It snowed a lot and inevitably it is melting, and savaging the decaying roads of the GJA with all the water the melting snow will produce. As you may have noticed Toronto’s residential streets in the Greater Junction Areas are overrun with cracks and gouges. This was not the case up to the early 80’s – before that the roads were smooth and maintained to a good working and looking standard.
The GJA we actually had curbs – nice deep ones that prevented cars from running up on the sidewalk, now the roads have been repaved over so many times – the curbs have all but been eliminated.
Today the city uses a particular model – Life-Cycle Cost Analysis-to decide upon road repair priority, rather than a simple fix and rolling replacement program. The roads were better without the Life-Cycle Cost Analysis model.
Below is some information on the Life-Cycle Cost Analysis method probably more than you wanted to know. But it is the reason for all those chunks of asphalt and cracks in our roads.
City of Toronto’s Road repair web page link
Life-Cycle Cost Analysis
The first systematic economic means of comparing highway investments that will be discussed in this primer is called life-cycle cost analysis (LCCA). It applies the discount rate to the life-cycle costs of two or more alternatives to accomplish a given project or objective, enabling the least cost alternative to be identified.
When to Use Life-Cycle Cost Analysis
LCCA is applied when an agency must undertake a project and is seeking to determine the lowest life-cycle-cost (i.e., most cost-effective) means to accomplish the project’s objectives. LCCA enables the analyst to make sure that the selection of a design alternative is not based solely on the lowest initial costs, but also considers all the future costs (appropriately discounted) over the project’s usable life.

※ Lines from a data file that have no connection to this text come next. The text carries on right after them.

PR #1036, opened 2021-05-11
Specify a hardcoded feature_type when dynamically creating features

jrafanie:
We create product features on demand for various tests instead of seeding the correct features.
We shouldn't hardcode a feature_type here but since it's a UI concern and it's now required, it shouldn't affect the API.
See also: https://github.com/ManageIQ/manageiq/pull/21207

### DIFF
--- a/spec/support/api/helpers.rb
+++ b/spec/support/api/helpers.rb
@@ -22,7 +22,14 @@ module Spec
         def api_basic_authorize(*identifiers, user: @user.userid, password: @user.password)
           if identifiers.present?
             identifiers.flatten.collect do |identifier|
-              @role.miq_product_features << MiqProductFeature.find_or_create_by(:identifier => identifier) if identifier
+              if identifier
+                # TODO:  We create product features on demand for various tests instead of seeding the correct features.
+                # We shouldn't hardcode a feature_type here but since it's a UI concern and it's now required, it shouldn't affect the API.
+                # See also: https://github.com/ManageIQ/manageiq/pull/21207
+                feature = MiqProductFeature.find_by(:identifier => identifier)
+                feature ||= MiqProductFeature.create(:identifier => identifier, :feature_type => "view")
+                @role.miq_product_features << feature
+              end
             end
             @role.save
 


spec/support/api/helpers.rb
```diff
@@ -22,7 +22,14 @@ def init_api_spec_env
...
             identifiers.flatten.collect do |identifier|
-              @role.miq_product_features << MiqProductFeature.find_or_create_by(:identifier => identifier) if identifier
+              if identifier
+                # TODO:  We create product features on demand for various tests instead of seeding the correct features.
+                # We shouldn't hardcode a feature_type here but since it's a UI concern and it's now required, it shouldn't affect the API.
+                # See also: https://github.com/ManageIQ/manageiq/pull/21207
+                feature = MiqProductFeature.find_by(:identifier => identifier)
+                feature ||= MiqProductFeature.create(:identifier => identifier, :feature_type => "view")
+                @role.miq_product_features << feature
+              end
```
Fryguy, line 32: Minor, but we can do this with Rails directly

```suggestion
              if identifier
                # TODO:  We create product features on demand for various tests instead of seeding the correct features.
                # We shouldn't hardcode a feature_type here but since it's a UI concern and it's now required, it shouldn't affect the API.
                # See also: https://github.com/ManageIQ/manageiq/pull/21207
                @role.miq_product_features = MiqProductFeature.create_with(:feature_type => "view").find_or_create_by(:identifier => identifier)
              end
```

Fryguy: Even so, I'm going to merge as is

Fryguy:
Backported to `lasker` in commit 2a6712da6118482492df33ff71d9f3cad1a6e4c4.

```text
commit 2a6712da6118482492df33ff71d9f3cad1a6e4c4
Date:   Wed May 12 11:46:02 2021 -0400

    Merge pull request #1036 from jrafanie/specify_feature_type_when_dynmamically_creating_features
    
    Specify a hardcoded feature_type when dynamically creating features
    
    (cherry picked from commit b00a7572ce08caa0661ad43ace70058c8e776ffa)
```

PR #1037, opened 2021-05-12
Use the seed_specific_features method to accurately create features

Fryguy:
Follow up to #1036 and #1038

- [x] Depends on https://github.com/ManageIQ/manageiq/pull/21217

@jrafanie Please review.

### DIFF
--- a/config/api.yml
+++ b/config/api.yml
@@ -3292,7 +3292,7 @@
         - :klass: VmReconfigureRequest
           :identifier: vm_reconfigure
         - :klass: VmCloudReconfigureRequest
-          :identifier: vm_cloud_reconfigure
+          :identifier: instance_resize
         - :klass: VmMigrateRequest
           :identifier: vm_migrate
         - :klass: ServiceTemplateProvisionRequest
--- a/spec/requests/authentication_spec.rb
+++ b/spec/requests/authentication_spec.rb
@@ -444,7 +444,7 @@ describe "Authentication API" do
 
     context "actions with single role identifier" do
       it "are rejected when user is not authorized with the single role identifier" do
-        stub_api_action_role(:vms, :collection_actions, :get, :read, "vm_view_role1")
+        stub_api_action_role(:vms, :collection_actions, :get, :read, "vm_show_list")
         api_basic_authorize
 
         get api_vms_url
@@ -453,8 +453,8 @@ describe "Authentication API" do
       end
 
       it "are accepted when user is authorized with the single role identifier" do
-        stub_api_action_role(:vms, :collection_actions, :get, :read, "vm_view_role1")
-        api_basic_authorize "vm_view_role1"
+        stub_api_action_role(:vms, :collection_actions, :get, :read, "vm_show_list")
+        api_basic_authorize "vm_show_list"
 
         get api_vms_url
 
@@ -464,7 +464,7 @@ describe "Authentication API" do
 
     context "actions with multiple role identifiers" do
       it "are rejected when user is not authorized with any of the role identifiers" do
-        stub_api_action_role(:vms, :collection_actions, :get, :read, %w(vm_view_role1 vm_view_role2))
+        stub_api_action_role(:vms, :collection_actions, :get, :read, %w[vm_show_list sui_vm_details_view])
         api_basic_authorize
 
         get api_vms_url
@@ -473,8 +473,8 @@ describe "Authentication API" do
       end
 
       it "are accepted when user is authorized with at least one of the role identifiers" do
-        stub_api_action_role(:vms, :collection_actions, :get, :read, %w(vm_view_role1 vm_view_role2))
-        api_basic_authorize "vm_view_role2"
+        stub_api_action_role(:vms, :collection_actions, :get, :read, %w[vm_show_list sui_vm_details_view])
+        api_basic_authorize "sui_vm_details_view"
 
         get api_vms_url
 
--- a/spec/support/api/helpers.rb
+++ b/spec/support/api/helpers.rb
@@ -20,20 +20,11 @@ module Spec
         end
 
         def api_basic_authorize(*identifiers, user: @user.userid, password: @user.password)
+          identifiers = identifiers.flatten.compact.map(&:to_s)
           if identifiers.present?
-            identifiers.flatten.collect do |identifier|
-              if identifier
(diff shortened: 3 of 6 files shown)


spec/support/api/helpers.rb
```diff
@@ -21,19 +21,11 @@ def init_api_spec_env
...
-                # See also: https://github.com/ManageIQ/manageiq/pull/21207
-                feature = MiqProductFeature.find_by(:identifier => identifier)
-                feature ||= MiqProductFeature.create(:identifier => identifier, :feature_type => "view")
-                @role.miq_product_features << feature
-              end
-            end
-            @role.save
-
-            MiqProductFeature.seed_tenant_miq_product_features if identifiers & MiqProductFeature::TENANT_FEATURE_ROOT_IDENTIFIERS == identifiers
+            identifiers = identifiers.flatten
```
Fryguy, line 24: Not sure this is needed, but it was in the original code, so I kept it.

spec/support/api/helpers.rb
```diff
@@ -21,19 +21,11 @@ def init_api_spec_env
...
+
+            EvmSpecHelper.seed_specific_product_features(*identifiers)
```
jrafanie, line 26: It's too bad that this doesn't return the features it seeded.

I like this solution much better.  👍

spec/support/api/helpers.rb
Fryguy: Ok, it's needed - seems the helper methods that return a set of features from the api.yml pass them as an array, and thus `*identifiers` becomes an array of arrays.

spec/support/api/helpers.rb
Fryguy: Yeah I agree...maybe we could move towards that.

config/api.yml
```diff
@@ -3292,7 +3292,7 @@
         - :klass: VmReconfigureRequest
           :identifier: vm_reconfigure
         - :klass: VmCloudReconfigureRequest
-          :identifier: vm_cloud_reconfigure
+          :identifier: instance_resize
```
Fryguy, line 3295: @jrafanie @agrare I have no idea if this is the right value here, but I'm not sure what to put - do you know?  (`vm_cloud_reconfigure` doesn't exist as a feature)

Fryguy:
Leaving the rest of the rubocops for in-file consistency

config/api.yml
jrafanie: in DM, was suggesting the same one:

```
      - :name: Reconfigure Instance
        :description: Reconfigure Instance
        :feature_type: control
        :identifier: instance_resize
```

jrafanie: for whatever reason, we're not consistent... we call it Reconfigure Instance but the identifier is instance_resize... even though it's service_reconfigure, vm_reconfigure, etc. for everything else.

agrare: It is called `instance_resize` because the underlying method that is being called is `ManageIQ::Providers::CloudManager::Vm#resize`

I'm guessing they wanted something different from reconfigure because what you are able to change on a cloud instance is far less than you can change with a vm_reconfigure call on the infra side.

As for why the display name doesn't match, got me

spec/requests/authentication_spec.rb
```diff
@@ -453,8 +453,8 @@ def systoken(server_guid, userid, timestamp)
       end
 
       it "are accepted when user is authorized with the single role identifier" do
-        stub_api_action_role(:vms, :collection_actions, :get, :read, "vm_view_role1")
-        api_basic_authorize "vm_view_role1"
```
jrafanie, line 457: 🤦

spec/support/api/helpers.rb
```diff
@@ -19,21 +19,15 @@ def init_api_spec_env
                                       :miq_groups => [@group])
         end
 
-        def api_basic_authorize(*identifiers, user: @user.userid, password: @user.password)
+        def api_basic_authorize(*identifiers, user: @user.userid, password: @user.password, extra_identifiers: nil)
+          identifiers = identifiers.flatten.compact.map(&:to_s)
+          features    = identifiers + Array(extra_identifiers)
```
jrafanie, line 24: Why can't you pass the `extra_identifiers` in the array of identifiers?  I'm not sure why we need to pass them separately.

Fryguy: yeah, I couldn't find a way around this...it's basically "I need these identifiers to exist in the database, but I don't want to assign them to the user's role".

This is really only needed for the 2 tests that test rbac tenant features which are dynamic features.  For example,

```ruby
        api_basic_authorize "rbac_tenant_manage_quotas_tenant_#{tenant_omega.id}", :extra_identifiers => "rbac_tenant_manage_quotas"
```

So, `rbac_tenant_manage_quotas_tenant_1` is dynamically created based on the tenants (in this case, tenant `1`), _BUT_ it's only dynamically created if `rbac_tenant_manage_quotas` feature exists in the database.  For the purpose of the test, I need the `rbac_tenant_manage_quotas` to be in the database, but I don't want the user to have that specific role otherwise they can see all quotas from all tenants.

---

Now that I wrote this 📖 , I realize this is only in 2 specific tests, so I'm considering just seeding those specific features right in that test.

Fryguy: Ok, I dropped this in favor of putting it right in the tenant_quotas_spec, and in doing so, that spec got a _lot_ simpler, because it was introducing unnecessary redundancies

Fryguy:
@jrafanie I reworked to remove the "extra_identifiers", and while it's much cleaner and I prefer it, I now depend on https://github.com/ManageIQ/manageiq/pull/21217 in core.

jrafanie (approved):

jrafanie:
This depends on code added in https://github.com/ManageIQ/manageiq-api/pull/1036 so that will have to be backported to lasker first.

Fryguy:
Backported to `lasker` in commit 94cac65f15ef1126f629604d704f3a62ed7e1608.

```text
commit 94cac65f15ef1126f629604d704f3a62ed7e1608
Date:   Fri May 14 11:58:53 2021 -0400

    Merge pull request #1037 from Fryguy/use_feature_seeder
    
    Use the seed_specific_features method to accurately create features
    
    (cherry picked from commit 9d82210b3bd6d4f1453de4910bd8dc807f502817)
```

PR #1039, opened 2021-05-12
[BaseController::Render] Fix subquery_res.count

NickLaMuro:
Very simply, the API can be provided with a filter + attribute params that can be reduced down to something like this:

```
https://localhost:3000/api/vms?expand=resources&filter[]=ems_id!=null&attributes=name,provisioned_storage
```

In the `bin/rails c`, it can be simplified to:

```ruby
irb> Vm.select(Vm.arel_table[Arel.star], :provisioned_storage).count
```

## Nitty Gritty Details

(that LJ is too lazy to read...)

This, in Rails 6, does not seem to work, as a `.join` is done to the `Vm.arel_table[Arel.star]` and the `:provisioned_storage` columns deep within the `ActiveRecord` library, and ultimately the `Vm.arel_table...` portion will be converted into a `struct` when passed as a SQL string, and not a column name or function, looking something like this:

```
SELECT COUNT(#<struct Arel::Attributes::Attribute relation=#...
```

This obviously isn't valid SQL, and while it might make sense to fix this in Rails (as it seems to be a regression), the solution isn't terribly obvious, and this is a simple fix on our end.

* * *

Side note:  The following also doesn't seem to be valid:

```
irb> Vm.select(:id, :provisioned_storage).count
(0.5ms)  SELECT COUNT(vendor, id) FROM "vms" WHERE ...
PG::UndefinedFunction: ERROR:  function count(character varying, bigint) does not exist
LINE 1: SELECT COUNT(vendor, id) FROM "vms" WHERE "vms"."type" IN ($...
               ^
HINT:  No function matches the given name and argument types. You might need to add explicit type casts.
```

So it seems like the logic here is possibly flawed is Rails 6+, but what lead to this isn't clear.

### DIFF
--- a/app/controllers/api/base_controller/renderer.rb
+++ b/app/controllers/api/base_controller/renderer.rb
@@ -193,7 +193,7 @@ module Api
 
       def filter_results(miq_expression, res, options)
         if miq_expression.present? && options.key?(:limit) && options.key?(:offset)
-          subquery_res = Rbac.filtered(res, options.except(:offset, :limit))
+          subquery_res = Rbac.filtered(res, options.except(:offset, :limit, :extra_cols))
           [Rbac.filtered(res, options), subquery_res.count]
         else
           [Rbac.filtered(res, options)]
--- a/spec/requests/vms_spec.rb
+++ b/spec/requests/vms_spec.rb
@@ -1856,6 +1856,17 @@ describe "Vms API" do
       expect_result_resources_to_include_hrefs("resources", [api_vm_url(nil, vm2)])
     end
 
+    it "handles counts properly with virtual_attributes" do
+      api_basic_authorize action_identifier(:vms, :read, :resource_actions, :get)
+      get api_vms_url, :params => {
+        :expand     => "resources",
+        :filter     => ["ems_id!=null"],
+        :attributes => "name,provisioned_storage"
+      }
+
+      expect(response.parsed_body["subcount"]).to eq 1
+    end
+
     it "assigns a tag to a Vm without appropriate role" do
       api_basic_authorize
 


NickLaMuro:
@miq-bot assign @jrafanie 

Would you be willing to look at this since you correctly identified this probably is a Rails 6.0 issue?

cc @Fryguy @kbrock

NickLaMuro:
@miq-bot add_labels bug, jansa/no, kasparov/yes?

NickLaMuro:
Threw together a reproducer, and it seems like it might have been a change to the VM model, as I can reproduce in both Rails 5.2 AND Rails 6.0:

```ruby
require "bundler/inline"

rails_version = ENV["RAILS_VERSION"] || '6.0'
rails_db      = ENV["RAILS_DB"]      || 'sqlite3'

gemfile(true) do
  source "https://rubygems.org"

  git_source(:github) { |repo| "https://github.com/#{repo}.git" }

  gem "activerecord",  "~> #{rails_version}"
  gem "activemodel",   "~> #{rails_version}"
  gem "activesupport", "~> #{rails_version}"

  if rails_db == "sqlite3"
    gem "sqlite3"
  else
    gem "pg"
  end
end

require "active_record"

if rails_db == "sqlite3"
  ActiveRecord::Base.establish_connection(adapter: "sqlite3", database: ":memory:")
else
  db_config = {:adapter  => "postgresql", :username => "nicklamuro", :database => "rails_count_testing"}
  pg_config = db_config.merge(:database => "postgres", :schema_search_path => "public")

  ActiveRecord::Base.establish_connection pg_config
  ActiveRecord::Base.connection.recreate_database(db_config[:database])
  ActiveRecord::Base.establish_connection db_config
end


ActiveRecord::Schema.define do
  create_table :users, :force => true do |t|
    t.string :username
  end
end

class User < ActiveRecord::Base
end
                                                                  
puts User.select(User.arel_table[Arel.star], :username).count

# Usage:
#
# $ ruby script.rb
# $ RAILS_VERSION=5.2 ruby script.rb
# $ RAILS_VERSION=5.2 RAILS_DB=pg ruby script.rb
```

So, while I think this is a bug in Rails, it doesn't seem to be a regression, and so something might have changed on the `Vm` model side or `Rbac` side to have caused this.

I don't think the defensive fix here is a bad solution, but it might not hurt to also determine the root cause at some point.

* * *

Regardless, looks like I have some tests to fix...

NickLaMuro:
So, probably similar failures in travis, but this is what I wrote for a test to cover this case:

```diff
diff --git a/spec/requests/vms_spec.rb b/spec/requests/vms_spec.rb
index e2cef0bc..c55bdf16 100644
--- a/spec/requests/vms_spec.rb
+++ b/spec/requests/vms_spec.rb
@@ -1856,6 +1856,18 @@ describe "Vms API" do
       expect_result_resources_to_include_hrefs("resources", [api_vm_url(nil, vm2)])
     end
 
+    it "handles counts properly with virtual_attributes" do
+      api_basic_authorize action_identifier(:vms, :read, :resource_actions, :get)
+      get api_vms_url, :params => {
+        :expand => "resources",
+        :filter => ["ems_id!=null"],
+        :attributes => "name,provisioned_storage"
+      }
+
+      puts response.parsed_body
+      expect(response.parsed_body["subcount"]).to eq 1
+    end
+
     it "assigns a tag to a Vm without appropriate role" do
       api_basic_authorize
```

While this covers the current issue, when applying the current fix it will break with a different error.  I don't think that `Arel.star` is going to work here, but I think just doing `except(:select)` will work.  Will try that an see if it works.

NickLaMuro:
I think I have settled on a solution, though it isn't the one originally proposed above.

Since `Rbac.filtered` can sometime return an `Array` instead of a relation, it is safer to avoid a `.select` from being created instead of having to adjust `subquery_res` _**only if**_ it is an `ActiveRecord::Relation`.

jrafanie:
@NickLaMuro can you include the original "outside in" API request that worked in prior versions but doesn't work now?  I believe it was `ems_id!=null ` but it's unclear what minimal example API requests fail and would be fixed by this change.

NickLaMuro:
@jrafanie The test that I added is just that, the minimal I was able to replicate the issue with.

```ruby
get api_vms_url, :params => {
  :expand => "resources",
  :filter => ["ems_id!=null"],
  :attributes => "name,provisioned_storage"
}
```

Which translates to:

```
https://localhost:3000/api/vms?expand=resources&filter[]=ems_id!=null&attributes=name,provisioned_storage
```

jrafanie:
> @jrafanie The test that I added is just that, the minimal I was able to replicate the issue with.

Thanks!  Can you put that in the description?  It's currently very heavy on the Arel details and I won't know what it is in 2 hours when I forget this discussion.  😉

app/controllers/api/base_controller/renderer.rb
```diff
@@ -193,7 +193,7 @@ def collection_filterer(res, type, klass, is_subcollection = false)
 
       def filter_results(miq_expression, res, options)
         if miq_expression.present? && options.key?(:limit) && options.key?(:offset)
-          subquery_res = Rbac.filtered(res, options.except(:offset, :limit))
+          subquery_res = Rbac.filtered(res, options.except(:offset, :limit, :extra_cols))
           [Rbac.filtered(res, options), subquery_res.count]
```
kbrock, line 197: would this work?

```suggestion
          [Rbac.filtered(res, options), subquery_res.count(:all)]
```

kbrock (commented):
This has crept up over time. I seem to remember fully qualifying the count (i.e.: `count(:all)`) as a good solution.

For some reason I would prefer not ignoring the `extra_cols` but if that doesn't solve it, maybe this is just as good

app/controllers/api/base_controller/renderer.rb
NickLaMuro: @kbrock Not unless this would work:

```ruby
irb> [1,2,3].count(:all)
#=> 0
```

NickLaMuro: Resolving since this will not be something we are going to use.

Fryguy:
@NickLaMuro You sent this back to kasparov, but should it also then go to lasker?  (seems it also affects master, so I think so)

Fryguy (approved):

kbrock:
bringing in a side conversation: would be nice to patch rails, either at `count` or `activerecord/relation/calculations.rb` and ignore `includes` (without references) and ignore `:select_values` for counting.

It has bitten us in a number of places. the solution has been sql only (i.e. use `count(:all)` ) but since that is not ruby friendly, change to be ruby friendly would be best.

jrafanie:
> (that LJ is too lazy to read...)

🤣 

It's easy to write it from the inside out but most of us will forget the original reported problem if it's not stated up front.  I hope you remind me to do the same.

jrafanie (approved):
LGTM

jrafanie:
> @NickLaMuro You sent this back to kasparov, but should it also then go to lasker? (seems it also affects master, so I think so)

Agreed.  Lasker and master are rails.  Kasparov and older are rails 5.2.  Shouldn't this only be for lasker/master?

jrafanie:
> Agreed. Lasker and master are rails 6. Kasparov and older are rails 5.2. Shouldn't this only be for lasker/master?

I'll drop kasparov and add lasker for now so I can merge this confidently... feel free to comment on the choice of backports @NickLaMuro if I am mistaken.  Thanks!

NickLaMuro:
`@miq-bot add_label laskar-yes?`
`@miq-bot remove_label kasparov-yes?`

> You sent this back to kasparov, but should it also then go to lasker? (seems it also affects master, so I think so)

Woops, looks I can't _**alphabet**_, and jumped back one too many versions.

Rails 6 was merged in `laskar`, so I think that is all we need to bring this back to.  Also, this just got merged into `master`, so I think we are covered on that front... and looks like @jrafanie didn't give me a chance to get back to him before updating the labels, so I guess I won't update them again...

NickLaMuro:
> I'll drop kasparov and add lasker for now so I can merge this confidently... feel free to comment on the choice of backports @NickLaMuro if I am mistaken. Thanks!

@jrafanie Yes, this was correct, and you correctly guess my intention.  Thanks!

Fryguy:
Backported to `lasker` in commit 24fdffe0aa3bbce34f59247b0e2f186a8a8a9044.

```text
commit 24fdffe0aa3bbce34f59247b0e2f186a8a8a9044
Date:   Fri May 14 12:37:30 2021 -0400

    Merge pull request #1039 from NickLaMuro/fix_subquery_counts
    
    [BaseController::Render] Fix subquery_res.count
    
    (cherry picked from commit 10779fadb0f296a2d88249db0fae15f4f78b3c01)
```

PR #1038, opened 2021-05-12
Fix Provider create product feature

agrare:
`provider_foreman_add_provider` was renamed to `ems_configuration_add_provider` in https://github.com/ManageIQ/manageiq/pull/19949

PR #1040, opened 2021-05-13
Fix spec that verifies features to actually see all features

Fryguy:
@jrafanie Please review

Part of https://github.com/ManageIQ/manageiq/issues/21216

~~Built on #1037 so it will go green.~~ When this spec is run on master (prior to #1038), I get

```
  1) API configuration (config/api.yml) collections identifiers contains only valid miq_feature identifiers
     Failure/Error: expect(api_feature_identifiers - MiqProductFeature.pluck(:identifier)).to be_empty
       expected `#<Set: {"provider_foreman_add_provider", "vm_cloud_reconfigure"}>.empty?` to be truthy, got false
     # ./spec/lib/api/api_config_spec.rb:46:in `block (4 levels) in <top (required)>'
     # /Users/jfrey/.gem/ruby/2.7.2/gems/webmock-3.12.2/lib/webmock/rspec.rb:37:in `block (2 levels) in <top (required)>'
```

which is what I'd expect.

~~WIP because~~
- [x] ~~I want to add some more checks in this same spec file that ensures that collection actions are built properly~~
- [x] I'm not going to do this one...the test makes no sense. ~~I don't understand the SUI test and removed it for now, but I _think_ it really just wants to check that anytime an sui feature is added there is also a non-sui feature added.  However the spec as is written now doesn't do that and is just checking that Ruby .select is a subset, which is always is.~~

### DIFF
--- a/spec/lib/api/api_config_spec.rb
+++ b/spec/lib/api/api_config_spec.rb
@@ -22,60 +22,31 @@ describe 'API configuration (config/api.yml)' do
 
     describe 'identifiers' do
       let(:api_feature_identifiers) do
-        feature_identifiers { |set, id| set.add(id) }
-      end
+        collection_settings.each_with_object(Set.new) do |(_key, config), ids|
+          action_configs  = config.to_h.select { |k, v| k.to_s.end_with?("_actions") }.values
+          action_configs += Array(config.resource_entities).map { |e| Array(e.entity_actions) }
 
-      let(:sui_product_features) do
-        feature_identifiers { |set, id| set.add(id) if /^sui_/ =~ id }
+          action_configs.each do |action_config|
+            action_config.each do |_verb, actions|
+              actions.each do |action|
+                ids.merge(Array(action[:identifier]))
+                ids.merge(Array(action[:identifiers]).flat_map { |i| Array(i[:identifier]) })
+              end
+            end
+          end
+
+          ids.merge(Array(config[:identifier]))
+        end
       end
 
       it 'is not empty' do
         expect(api_feature_identifiers).not_to be_empty
       end
 
-      it 'contains only valid miq_feature identifiers' do
+      it 'contains only valid MiqProductFeature identifiers' do
         MiqProductFeature.seed_features
-        dangling = Array(api_feature_identifiers).reject { |feature| MiqProductFeature.feature_exists?(feature) }
-        expect(dangling).to be_empty
-      end
-
-      it 'contains valid sui specific miq_feature identifiers' do
-        expect(sui_product_features.subset?(api_feature_identifiers))
-      end
-
-      def feature_identifiers
-        collection_settings.each_with_object(Set.new) do |(_, cfg), set|
-          Array(cfg[:identifier]).each { |id| set.add(id) }
-          keys = %i(collection_actions resource_actions subcollection_actions subresource_actions)
-          Array(cfg[:subcollections]).each do |s|
-            keys << "#{s}_subcollection_actions" << "#{s}_subresource_actions"
-          end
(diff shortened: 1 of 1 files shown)


spec/lib/api/api_config_spec.rb
```diff
@@ -22,11 +22,19 @@
...
+            config[action_type].each do |_verb, actions|
+              actions.map do |action|
+                ids.merge(Array(action[:identifier]))
+                ids.merge(Array(action[:identifiers]).map { |i| i[:identifier] }.compact)
+              end
+            end
+          end
 
-      let(:sui_product_features) do
-        feature_identifiers { |set, id| set.add(id) if /^sui_/ =~ id }
```
Fryguy, line 29: This is basically just taking a subset of the features from the full features list, but then later it checks:

```ruby
expect(sui_product_features.subset?(api_feature_identifiers))
```

which is _always_ going to be true.  This test makes no sense.

spec/lib/api/api_config_spec.rb
```diff
@@ -22,11 +22,19 @@
...
       let(:api_feature_identifiers) do
-        feature_identifiers { |set, id| set.add(id) }
-      end
+        collection_settings.each_with_object(Set.new) do |(_key, config), ids|
+          action_types = config.keys.select { |k| k.to_s.end_with?("_actions") }
+          action_identifiers = action_types.each do |action_type|
+            config[action_type].each do |_verb, actions|
+              actions.map do |action|
+                ids.merge(Array(action[:identifier]))
+                ids.merge(Array(action[:identifiers]).map { |i| i[:identifier] }.compact)
```
Fryguy, line 31: This effectively fixes the bug in the test...it never checked `:identifiers` (plural) before.

spec/lib/api/api_config_spec.rb
```diff
@@ -22,11 +22,21 @@
...
-      end
+        collection_settings.each_with_object(Set.new) do |(_key, config), ids|
+          action_configs  = config.to_h.select { |k, v| k.to_s.end_with?("_actions") }.values
+          action_configs += Array(config.resource_entities).map { |e| Array(e.entity_actions) }
+
+          action_configs.each do |action_config|
+            action_config.each do |_verb, actions|
+              actions.each do |action|
+                ids.merge(Array(action[:identifier]))
+                ids.merge(Array(action[:identifiers]).flat_map { |i| Array(i[:identifier]) })
```
Fryguy, line 33: This effectively fixes the bug in the test...it never checked :identifiers (plural) before.

Fryguy:
@jrafaniw - unWIPed - this should be good to go.

spec/lib/api/api_config_spec.rb
jrafanie: WAT.  I don't understand either.

Fryguy:
Now I _actually_ unWIPed :|

spec/lib/api/api_config_spec.rb
jrafanie: It looks like you more than cover the rest of the changes since this one wasn't even really testing anything that either of us can tell...

Fryguy:
Backported to `lasker` in commit 58b4210ab2b9c3c4ebd8555864991e57c9757d43.

```text
commit 58b4210ab2b9c3c4ebd8555864991e57c9757d43
Date:   Fri May 14 16:19:33 2021 -0400

    Merge pull request #1040 from Fryguy/fix_spec_to_verify_features
    
    Fix spec that verifies features to actually see all features
    
    (cherry picked from commit ee146ebf5466a03acc2ea3743515aeb3f2fd1073)
```

PR #1158, opened 2022-05-03
Cloud database OPTIONS spec test

nasark:
@miq-bot assign @agrare 
@miq-bot assign @kbrock 

### DIFF
--- a/spec/requests/cloud_databases_spec.rb
+++ b/spec/requests/cloud_databases_spec.rb
@@ -1,4 +1,6 @@
 RSpec.describe 'Cloud Databases API' do
+  include Spec::Support::SupportsHelper
+
   context 'cloud databases index' do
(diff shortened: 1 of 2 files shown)


spec/requests/cloud_databases_spec.rb
```diff
@@ -21,7 +23,7 @@
 
   describe 'cloud database actions' do
     let(:ems) do
-      FactoryBot.create(:ems_amazon)
+      FactoryBot.create(:ems_ibm_cloud_vpc)
```
agrare, line 26: Does the specific type of ems matter here?  You're stubbing the params so I think we should be able to leave this as simply `:ems_cloud`?  If we can it is best to use generic types over specific provider types

agrare (approved):

PR #1160, opened 2022-05-03
Condense api_action to api_request for automate_domains

kbrock:
extracted from https://github.com/ManageIQ/manageiq-api/pull/1133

LCCA is used appropriately only to select from among design alternatives that would yield the same level of performance or benefits to the project’s users during normal operations. If benefits vary among the design alternatives (e.g., they would accommodate different levels of traffic), then the alternatives cannot be compared solely on the basis of cost. Rather, the analyst would need to employ benefit-cost analysis (BCA), which measures the monetary value of life-cycle benefits as well as costs (BCA is discussed at length in the next section of this primer, page 17). Accordingly, LCCA should be viewed as a distinct, cost-only subset of BCA. Even with these restrictions, however, LCCA has many useful applications (see box).